Exercise description:
Transcribe exactly the lines that begin the material and continue through the line containing "API user credentials". Leave out whatever follows.
== Data to process ==
Issue #4920, opened 2017-01-13
[dev.icinga.com #13993] Hash API password and use time constant password compares


icinga-migration:
This issue has been migrated from Redmine: https://dev.icinga.com/issues/13993

**Created by jflach on 2017-01-13 08:55:05 +00:00**

Assignee: _jflach_
Status: _Assigned_ 
Target Version: _(none)_
Last Update: _2017-01-13 08:55:05 +00:00 (in Redmine)_

    Backport?: Not yet backported
    Include in Changelog: 1

---

API user credentials are compared using the != operator on icinga::String which maps directly to the != operator of std::string which is not guaranteed to be constant time and thus is likely vulnerable to timing attacks.

An alternative to making the comparision time constant would be always save the API passwords hashed.

PR #5715, opened 2017-11-02
Hash API password and comparison

Crunsher:
This change requires (afaik, TODO: test) openssl version 1.X to work. To my knowledge this is supported by even Sles 11, Solaris 10 and AIX.

The patch adds the option to save passwords as hashes, the new `api user` command can create them, and hashes clear text passwords at startup.

This should protect icinga2 against timing attacks and improperly secured config files. It is backwards compatible and should not break any other applications.

refs #4920

### DIFF
--- a/lib/base/tlsutility.cpp
+++ b/lib/base/tlsutility.cpp
@@ -658,6 +658,19 @@ String PBKDF2_SHA1(const String& password, const String& salt, int iterations)
 	return output;
 }
 
+String PBKDF2_SHA256(const String& password, const String& salt, int iterations)
+{
+	unsigned char digest[SHA256_DIGEST_LENGTH];
+	PKCS5_PBKDF2_HMAC(password.CStr(), password.GetLength(), reinterpret_cast<const unsigned char *>(salt.CStr()),
+		salt.GetLength(), iterations, EVP_sha256(), SHA256_DIGEST_LENGTH, digest);
+
+	char output[SHA256_DIGEST_LENGTH*2+1];
+	for (int i = 0; i < SHA256_DIGEST_LENGTH; i++)
+		sprintf(output + 2 * i, "%02x", digest[i]);
+
+	return output;
+}
+
 String SHA1(const String& s, bool binary)
 {
 	char errbuf[120];
--- a/lib/base/tlsutility.cpp
+++ b/lib/base/tlsutility.cpp
@@ -810,4 +810,28 @@ std::string to_string(const errinfo_openssl_error& e)
 	return "[errinfo_openssl_error]" + tmp.str() + "\n";
 }
 
+bool ComparePassword(const String hash, const String password, const String salt)
+{
+	String otherHash = HashPassword(password, salt);
+
+	const char *p1 = otherHash.CStr();
+	const char *p2 = hash.CStr();
+
+	volatile char c = 0;
+
+	for (size_t i=0; i<64; ++i)
+		c |= p1[i] ^ p2[i];
+
+	return (c == 0);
===
Output below:
Issue #4920, opened 2017-01-13
[dev.icinga.com #13993] Hash API password and use time constant password compares


icinga-migration:
This issue has been migrated from Redmine: https://dev.icinga.com/issues/13993

**Created by jflach on 2017-01-13 08:55:05 +00:00**

Assignee: _jflach_
Status: _Assigned_ 
Target Version: _(none)_
Last Update: _2017-01-13 08:55:05 +00:00 (in Redmine)_

    Backport?: Not yet backported
    Include in Changelog: 1

---

API user credentials are compared using the != operator on icinga::String which maps directly to the != operator of std::string which is not guaranteed to be constant time and thus is likely vulnerable to timing attacks.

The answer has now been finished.